▶ TASK REQUIREMENTS: From the records below, find each line with the string "Unfortunately" and copy it.
[DATA SHOWN]
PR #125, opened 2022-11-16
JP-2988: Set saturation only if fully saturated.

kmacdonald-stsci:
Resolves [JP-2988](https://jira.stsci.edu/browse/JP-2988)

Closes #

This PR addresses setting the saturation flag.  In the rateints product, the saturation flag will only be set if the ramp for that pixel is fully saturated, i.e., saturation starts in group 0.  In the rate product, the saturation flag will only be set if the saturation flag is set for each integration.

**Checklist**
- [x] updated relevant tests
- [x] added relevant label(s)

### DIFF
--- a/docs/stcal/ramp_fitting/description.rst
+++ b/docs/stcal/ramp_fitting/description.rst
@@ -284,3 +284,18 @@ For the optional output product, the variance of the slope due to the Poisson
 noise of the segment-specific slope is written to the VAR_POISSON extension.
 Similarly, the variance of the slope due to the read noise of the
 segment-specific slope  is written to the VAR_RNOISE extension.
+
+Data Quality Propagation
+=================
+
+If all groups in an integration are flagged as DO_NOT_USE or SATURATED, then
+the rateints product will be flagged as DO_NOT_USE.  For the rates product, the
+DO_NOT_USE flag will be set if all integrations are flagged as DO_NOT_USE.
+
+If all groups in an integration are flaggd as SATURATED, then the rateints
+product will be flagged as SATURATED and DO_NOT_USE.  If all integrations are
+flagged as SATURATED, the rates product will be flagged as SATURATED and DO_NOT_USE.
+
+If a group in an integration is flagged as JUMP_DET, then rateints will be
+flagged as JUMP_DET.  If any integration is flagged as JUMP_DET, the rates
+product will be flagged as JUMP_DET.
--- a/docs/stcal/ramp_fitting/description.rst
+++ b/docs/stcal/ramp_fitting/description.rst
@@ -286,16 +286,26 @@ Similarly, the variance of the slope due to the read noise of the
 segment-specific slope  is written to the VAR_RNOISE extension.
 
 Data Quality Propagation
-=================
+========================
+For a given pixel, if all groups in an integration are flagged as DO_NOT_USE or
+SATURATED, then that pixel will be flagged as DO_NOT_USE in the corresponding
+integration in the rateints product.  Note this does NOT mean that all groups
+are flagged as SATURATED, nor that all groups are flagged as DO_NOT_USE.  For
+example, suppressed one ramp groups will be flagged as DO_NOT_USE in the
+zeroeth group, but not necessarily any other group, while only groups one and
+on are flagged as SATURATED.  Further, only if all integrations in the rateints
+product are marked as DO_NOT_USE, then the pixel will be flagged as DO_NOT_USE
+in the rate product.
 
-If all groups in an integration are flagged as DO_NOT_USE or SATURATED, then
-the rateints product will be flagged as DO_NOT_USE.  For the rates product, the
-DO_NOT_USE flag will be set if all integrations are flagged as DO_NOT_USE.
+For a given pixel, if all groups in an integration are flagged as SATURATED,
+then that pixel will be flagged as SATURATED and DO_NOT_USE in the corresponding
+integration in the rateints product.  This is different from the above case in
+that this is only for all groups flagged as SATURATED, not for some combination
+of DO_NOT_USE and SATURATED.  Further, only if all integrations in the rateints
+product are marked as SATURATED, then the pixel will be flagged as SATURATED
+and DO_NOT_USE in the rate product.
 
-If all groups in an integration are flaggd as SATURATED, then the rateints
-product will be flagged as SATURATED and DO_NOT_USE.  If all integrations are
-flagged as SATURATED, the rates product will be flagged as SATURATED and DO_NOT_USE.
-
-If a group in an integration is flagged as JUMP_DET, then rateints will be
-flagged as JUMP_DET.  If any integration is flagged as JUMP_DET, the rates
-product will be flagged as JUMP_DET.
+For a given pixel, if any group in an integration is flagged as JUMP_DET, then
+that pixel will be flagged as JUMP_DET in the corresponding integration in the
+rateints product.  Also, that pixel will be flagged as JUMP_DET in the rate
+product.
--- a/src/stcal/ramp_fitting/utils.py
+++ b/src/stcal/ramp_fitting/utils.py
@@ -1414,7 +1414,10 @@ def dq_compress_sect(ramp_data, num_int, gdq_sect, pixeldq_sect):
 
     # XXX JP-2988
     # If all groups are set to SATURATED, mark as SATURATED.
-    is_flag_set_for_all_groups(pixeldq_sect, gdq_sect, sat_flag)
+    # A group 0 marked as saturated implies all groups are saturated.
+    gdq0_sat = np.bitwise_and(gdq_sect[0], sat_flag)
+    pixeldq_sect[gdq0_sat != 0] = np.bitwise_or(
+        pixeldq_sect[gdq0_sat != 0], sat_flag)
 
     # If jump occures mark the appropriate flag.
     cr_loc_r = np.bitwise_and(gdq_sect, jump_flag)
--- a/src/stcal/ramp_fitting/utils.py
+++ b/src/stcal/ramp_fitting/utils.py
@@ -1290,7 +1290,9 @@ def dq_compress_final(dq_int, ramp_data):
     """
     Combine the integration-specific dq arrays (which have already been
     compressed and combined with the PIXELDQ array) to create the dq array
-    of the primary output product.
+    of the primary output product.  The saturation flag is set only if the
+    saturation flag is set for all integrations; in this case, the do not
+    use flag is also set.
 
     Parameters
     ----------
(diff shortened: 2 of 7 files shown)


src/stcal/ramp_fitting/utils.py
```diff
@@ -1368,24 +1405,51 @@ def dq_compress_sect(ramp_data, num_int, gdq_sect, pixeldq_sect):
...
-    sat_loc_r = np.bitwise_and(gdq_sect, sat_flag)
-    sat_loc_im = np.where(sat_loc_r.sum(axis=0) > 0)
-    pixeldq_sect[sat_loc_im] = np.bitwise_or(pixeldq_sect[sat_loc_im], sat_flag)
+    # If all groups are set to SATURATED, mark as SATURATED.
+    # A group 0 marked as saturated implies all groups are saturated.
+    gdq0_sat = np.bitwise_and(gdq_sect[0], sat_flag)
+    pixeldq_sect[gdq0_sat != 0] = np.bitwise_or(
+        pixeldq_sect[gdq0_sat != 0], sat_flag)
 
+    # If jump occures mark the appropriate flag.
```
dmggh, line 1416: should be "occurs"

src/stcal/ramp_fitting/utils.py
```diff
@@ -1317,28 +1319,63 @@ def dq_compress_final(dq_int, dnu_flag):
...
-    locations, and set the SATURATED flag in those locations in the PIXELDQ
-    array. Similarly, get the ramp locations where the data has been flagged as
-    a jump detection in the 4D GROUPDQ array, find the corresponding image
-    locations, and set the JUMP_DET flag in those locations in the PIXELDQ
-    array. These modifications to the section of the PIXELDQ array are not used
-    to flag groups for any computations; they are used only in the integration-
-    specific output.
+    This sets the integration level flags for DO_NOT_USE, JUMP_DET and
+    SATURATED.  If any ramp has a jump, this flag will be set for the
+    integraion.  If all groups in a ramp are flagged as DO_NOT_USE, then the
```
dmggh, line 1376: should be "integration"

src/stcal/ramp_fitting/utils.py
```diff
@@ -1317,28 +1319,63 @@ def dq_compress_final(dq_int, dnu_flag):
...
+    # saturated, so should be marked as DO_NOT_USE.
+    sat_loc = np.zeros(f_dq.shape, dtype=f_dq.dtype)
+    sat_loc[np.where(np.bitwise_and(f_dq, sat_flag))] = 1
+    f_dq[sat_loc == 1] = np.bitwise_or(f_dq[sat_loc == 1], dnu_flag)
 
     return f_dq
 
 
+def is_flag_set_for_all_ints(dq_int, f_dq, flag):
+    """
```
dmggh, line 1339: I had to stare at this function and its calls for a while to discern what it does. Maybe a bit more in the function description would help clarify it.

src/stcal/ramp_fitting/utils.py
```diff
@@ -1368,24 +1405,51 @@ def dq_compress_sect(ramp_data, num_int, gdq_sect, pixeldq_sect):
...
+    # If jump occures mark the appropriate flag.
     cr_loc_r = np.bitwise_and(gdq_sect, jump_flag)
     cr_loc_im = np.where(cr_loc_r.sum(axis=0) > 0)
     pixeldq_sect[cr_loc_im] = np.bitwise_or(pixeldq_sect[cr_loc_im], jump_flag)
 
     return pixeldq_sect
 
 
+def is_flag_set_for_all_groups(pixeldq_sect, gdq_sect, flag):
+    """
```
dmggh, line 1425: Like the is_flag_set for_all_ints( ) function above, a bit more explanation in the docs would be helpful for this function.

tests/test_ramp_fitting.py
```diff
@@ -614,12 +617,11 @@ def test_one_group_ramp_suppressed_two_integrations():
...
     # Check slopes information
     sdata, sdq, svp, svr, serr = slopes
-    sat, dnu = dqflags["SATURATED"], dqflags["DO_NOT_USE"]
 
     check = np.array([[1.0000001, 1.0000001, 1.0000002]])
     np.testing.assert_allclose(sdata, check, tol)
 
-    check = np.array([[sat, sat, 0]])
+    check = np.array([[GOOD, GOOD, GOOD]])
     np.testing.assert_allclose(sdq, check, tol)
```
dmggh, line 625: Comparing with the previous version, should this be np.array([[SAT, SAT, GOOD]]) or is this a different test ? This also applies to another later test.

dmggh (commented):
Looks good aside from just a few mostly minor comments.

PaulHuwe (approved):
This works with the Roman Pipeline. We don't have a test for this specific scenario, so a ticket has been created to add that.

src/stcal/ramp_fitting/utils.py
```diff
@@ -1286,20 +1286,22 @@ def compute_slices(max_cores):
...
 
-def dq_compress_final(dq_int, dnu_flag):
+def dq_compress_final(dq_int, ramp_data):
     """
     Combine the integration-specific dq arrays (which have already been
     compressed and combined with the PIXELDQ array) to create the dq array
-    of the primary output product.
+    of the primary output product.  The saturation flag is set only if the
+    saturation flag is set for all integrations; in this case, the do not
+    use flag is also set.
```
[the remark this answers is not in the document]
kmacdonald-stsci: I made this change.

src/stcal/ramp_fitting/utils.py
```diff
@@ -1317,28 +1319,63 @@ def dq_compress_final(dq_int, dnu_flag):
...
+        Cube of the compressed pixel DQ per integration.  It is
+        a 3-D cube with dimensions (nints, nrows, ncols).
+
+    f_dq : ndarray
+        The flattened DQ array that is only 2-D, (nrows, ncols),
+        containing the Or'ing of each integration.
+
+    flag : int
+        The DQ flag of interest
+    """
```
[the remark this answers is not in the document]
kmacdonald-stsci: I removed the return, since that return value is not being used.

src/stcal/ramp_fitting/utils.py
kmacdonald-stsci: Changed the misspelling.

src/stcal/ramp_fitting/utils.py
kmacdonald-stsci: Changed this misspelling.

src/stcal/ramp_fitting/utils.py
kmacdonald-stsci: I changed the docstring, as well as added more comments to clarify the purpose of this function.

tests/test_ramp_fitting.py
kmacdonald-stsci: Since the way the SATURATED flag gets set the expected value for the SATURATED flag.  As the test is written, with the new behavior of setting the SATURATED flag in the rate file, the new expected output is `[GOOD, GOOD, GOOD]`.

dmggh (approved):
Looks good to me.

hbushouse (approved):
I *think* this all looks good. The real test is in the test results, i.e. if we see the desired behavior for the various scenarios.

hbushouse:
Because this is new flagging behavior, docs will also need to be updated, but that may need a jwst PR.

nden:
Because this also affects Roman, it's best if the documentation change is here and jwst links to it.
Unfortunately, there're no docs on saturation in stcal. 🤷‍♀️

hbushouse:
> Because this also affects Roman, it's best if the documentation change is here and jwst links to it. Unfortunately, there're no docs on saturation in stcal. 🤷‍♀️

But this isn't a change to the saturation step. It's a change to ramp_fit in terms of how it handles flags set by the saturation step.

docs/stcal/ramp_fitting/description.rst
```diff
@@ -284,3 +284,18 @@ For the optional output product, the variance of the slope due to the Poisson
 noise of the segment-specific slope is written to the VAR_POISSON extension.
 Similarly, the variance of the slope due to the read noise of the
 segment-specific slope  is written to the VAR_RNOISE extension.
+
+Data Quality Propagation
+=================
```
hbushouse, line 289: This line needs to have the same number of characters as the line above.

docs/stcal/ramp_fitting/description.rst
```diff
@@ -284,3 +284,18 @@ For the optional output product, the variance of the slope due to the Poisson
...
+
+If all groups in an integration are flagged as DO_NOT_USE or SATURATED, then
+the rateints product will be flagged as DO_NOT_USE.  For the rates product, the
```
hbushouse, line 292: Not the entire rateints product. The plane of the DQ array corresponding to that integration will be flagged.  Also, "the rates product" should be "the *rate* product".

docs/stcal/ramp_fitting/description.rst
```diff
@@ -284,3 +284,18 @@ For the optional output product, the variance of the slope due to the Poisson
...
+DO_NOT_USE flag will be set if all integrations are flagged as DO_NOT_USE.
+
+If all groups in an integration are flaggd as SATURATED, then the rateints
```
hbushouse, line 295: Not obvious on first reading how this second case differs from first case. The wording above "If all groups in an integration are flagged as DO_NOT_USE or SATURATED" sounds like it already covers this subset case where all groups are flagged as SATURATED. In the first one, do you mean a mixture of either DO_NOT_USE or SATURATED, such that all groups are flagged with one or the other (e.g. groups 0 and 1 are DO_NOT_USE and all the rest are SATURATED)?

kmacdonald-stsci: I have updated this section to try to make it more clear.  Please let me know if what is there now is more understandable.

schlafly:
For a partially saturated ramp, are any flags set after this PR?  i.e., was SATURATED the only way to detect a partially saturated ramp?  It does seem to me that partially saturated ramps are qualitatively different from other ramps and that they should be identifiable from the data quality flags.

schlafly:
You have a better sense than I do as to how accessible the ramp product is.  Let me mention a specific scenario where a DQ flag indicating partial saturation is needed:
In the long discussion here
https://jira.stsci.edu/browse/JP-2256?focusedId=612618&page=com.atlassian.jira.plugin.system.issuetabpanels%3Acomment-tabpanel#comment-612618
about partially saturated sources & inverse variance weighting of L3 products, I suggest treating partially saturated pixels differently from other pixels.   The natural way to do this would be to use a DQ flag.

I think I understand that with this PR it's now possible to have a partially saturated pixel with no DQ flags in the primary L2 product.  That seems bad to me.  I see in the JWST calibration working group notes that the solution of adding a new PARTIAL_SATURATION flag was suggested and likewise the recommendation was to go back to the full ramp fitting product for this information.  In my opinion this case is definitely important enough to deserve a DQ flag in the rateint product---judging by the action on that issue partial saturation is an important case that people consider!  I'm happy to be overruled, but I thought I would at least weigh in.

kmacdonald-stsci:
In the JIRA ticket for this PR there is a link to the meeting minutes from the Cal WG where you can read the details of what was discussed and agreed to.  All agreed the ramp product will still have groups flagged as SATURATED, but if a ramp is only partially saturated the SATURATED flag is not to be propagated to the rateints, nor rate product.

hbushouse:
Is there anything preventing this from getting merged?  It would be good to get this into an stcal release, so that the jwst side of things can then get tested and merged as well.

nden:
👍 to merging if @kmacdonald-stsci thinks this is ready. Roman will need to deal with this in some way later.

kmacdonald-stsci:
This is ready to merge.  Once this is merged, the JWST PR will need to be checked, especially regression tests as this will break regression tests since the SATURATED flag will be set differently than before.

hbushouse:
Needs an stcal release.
[/DATA SHOWN]
▶ WRITTEN ANSWER:
Unfortunately, there're no docs on saturation in stcal. 🤷‍♀️
> Because this also affects Roman, it's best if the documentation change is here and jwst links to it. Unfortunately, there're no docs on saturation in stcal. 🤷‍♀️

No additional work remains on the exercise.